ACTIVITY: Looking at the listing below, retype exactly the lines starting at the one containing "This PR is for" and ending at the one containing "contracts/other/backd/HealerModule.sol", both included, and nothing else.

# # # #

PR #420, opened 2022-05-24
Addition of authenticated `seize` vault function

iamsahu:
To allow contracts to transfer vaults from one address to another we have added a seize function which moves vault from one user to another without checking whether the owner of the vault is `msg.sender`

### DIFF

# # # #

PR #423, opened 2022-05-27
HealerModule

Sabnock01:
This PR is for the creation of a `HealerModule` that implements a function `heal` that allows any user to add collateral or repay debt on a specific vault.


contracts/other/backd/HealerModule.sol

# # # #

RESULT OF THIS TASK:
This PR is for the creation of a `HealerModule` that implements a function `heal` that allows any user to add collateral or repay debt on a specific vault.


contracts/other/backd/HealerModule.sol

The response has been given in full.